Tale «violento e repentino attacco alle autonomie locali», infatti, mina la partecipazione stessa delle amministrazioni locali, più qualificate in materia per il contatto diretto con il territorio, nella definizione delle scelte che riguardano gli enti parco, nonché, come ha affermato Galimi in occasione della conferenza stampa tenutasi ieri mattina presso la sala biblioteca del Palazzo della Provincia, «la vivibilità dei parchi, che non sono musei, piuttosto hanno un cuore pulsante e devono essere considerati come risorse».

L’associazione non contesta la ratio del provvedimento governativo, consistente nell’esigenza di abbassare i costi della politica, bensì chiede che, invece del numero dei sindaci all’interno della Comunità del Parco, vengano ridotte le presenze ministeriali, mantenendo intatta la democraticità del sistema. Non bisogna dimenticare, infatti, come ha più volte ricordato Galimi, che «il sindaco in Italia è l’unica figura eletta direttamente dal popolo».

Questo nuovo approccio centralizzato agli enti parco si inserisce, secondo Perna, nel quadro di un diffuso atteggiamento, che non riguarda soltanto la Calabria, di scarsa attenzione nei confronti del nostro patrimonio forestale e boschivo, che determina lo spopolamento delle montagne e che spesso si traduce in tragedia.

«Se i comuni montani vengono abbandonati – ha spiegato Perna – il territorio intero si degrada, dal momento che la garanzia più sicura anche contro l’arrivo dei camion carichi di rifiuti tossici è costituito dal presidio del territorio da parte di chi lo abita».

Inoltre, «con lo spopolamento dei paesi montani muoiono l’identità, la cultura, l’orgoglio di appartenenza – ha affermato Galimi – in una parola, muore l’uomo».

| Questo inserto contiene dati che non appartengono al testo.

PR #1407, opened 2019-08-27
Increase nginx client max body size, split size legacy migration

### LINKED ISSUE #1405: 🐛 [Bug] 413 Request Entity too large
## :bug: Bugreport

Bigger photos give an error

1. Write a new post
2. Add an bigger image (here 1,7 MB)
3. See the Error:
bild-zu-gross

### Expected behavior

It should be clear and statet what the biggest photo is, that can be uploaded, a clear limit.

### Version & Environment
 Type: [Desktop]      
 - OS: [Linux]      
 - Browser: [Firefox] 
 - Version [68.0.1]  
 - Device: [Notebook]

mattwr18:
- allows the client to send files at least the size we agreed in the vue-dropzone
- we don't need such a small split size as we don't run it on the remote server

### Issues

- fixes #1405

### DIFF
--- a/deployment/legacy-migration/maintenance-worker/migration/mongo/.env
+++ b/deployment/legacy-migration/maintenance-worker/migration/mongo/.env
@@ -12,6 +12,6 @@
 # On Windows this resolves to C:\Users\dornhoeschen\AppData\Local\Temp\mongo-export (MinGW)
 EXPORT_PATH='/tmp/mongo-export/'
 EXPORT_MONGOEXPORT_BIN='mongoexport'
-MONGO_EXPORT_SPLIT_SIZE=100
+MONGO_EXPORT_SPLIT_SIZE=4000
 # On Windows use something like this
 # EXPORT_MONGOEXPORT_BIN='C:\Program Files\MongoDB\Server\3.6\bin\mongoexport.exe'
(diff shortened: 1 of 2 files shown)


mattwr18:
learned about kubernetes and annotations here
https://kubernetes.github.io/ingress-nginx/user-guide/nginx-configuration/annotations/#custom-max-body-size

Tirokk:
Hey @mattwr18 ,

that's a good point to increase the kubernetes body proxy size. 👍🏼🚀

That works well so far, but I found a lack in functionality which you could solve in this PR or (somebody else) in an other one:

If you place an image bigger than 5m as the teaser image you have an error message. But it appears on the post page. Then afterwards you will not have it in your post.
So I would suggest to not have it in your post on creation if there’s an error. Or?

Bildschirmfoto 2019-08-28 um 09 34 44

Bildschirmfoto 2019-08-28 um 09 35 04

deployment/legacy-migration/maintenance-worker/migration/mongo/.env
```diff
@@ -12,6 +12,6 @@
 # On Windows this resolves to C:\Users\dornhoeschen\AppData\Local\Temp\mongo-export (MinGW)
 EXPORT_PATH='/tmp/mongo-export/'
 EXPORT_MONGOEXPORT_BIN='mongoexport'
-MONGO_EXPORT_SPLIT_SIZE=100
+MONGO_EXPORT_SPLIT_SIZE=4000
```
roschaefer: code creep - but actually I think that's a better default

PR #1411, opened 2019-08-28
Simplify cypress testing on docker

roschaefer:
This should fix our endless debugging

@ogerly all you have to do now is to `docker-compose up`. On your host
machine, you can run `yarn run cypress:open` to run the tests.

### Issues

- None

### Todo

- [X] None

### DIFF
--- a/cypress/README.md
+++ b/cypress/README.md
@@ -1,6 +1,16 @@
 # End-to-End Testing
 
-## Configure cypress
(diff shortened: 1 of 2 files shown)


roschaefer:
@ogerly if you `git checkout master` and `git pull` you should be able to run the cypress tests without any further configuration.

PR #1439, opened 2019-08-30
Move Neo4j configuration in configmap

roschaefer:
I think it's beneficial to have these settings in a central location.
That way, we're not running into the danger of overwriting the
`nitro-deployment` by accident with a `kubectl apply -f ...`.

### Issues

- None

### Todo

- [X] None


mattwr18:
@roschaefer these tests below are intermittently failing the build
Screenshot at 2019-08-31 09:35:11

Al ministro dell’Ambiente, Stefania Prestigiacomo, entrambi i presidenti chiedono, insieme a tutti i sindaci dei comuni che rientrano nei territori dei parchi nazionali, che il governo faccia un passo indietro, attribuendo agli enti locali il loro ruolo di veri attori protagonisti della gestione territoriale.

L’associazione Italiana Comuni dei Parchi ritiene fondamentale il coinvolgimento diretto nella gestione delle aree protette di tutti gli attori economici dei territori per giungere all’adozione di soluzioni adeguate e capaci di trasformare le zone montane in luoghi accoglienti e vivibili attraverso la fornitura di tutti servizi essenziali per i cittadini.

Che nel raggiungimento di questo obiettivo riescano da soli gli organi centrali dello Stato resta difficile crederlo. Non è da escludere, come hanno anticipato Galimi e Perna, che, se il governo dovesse perseverare in questa pratica centralistica, i sindaci decidano di uscire dalle aree protette.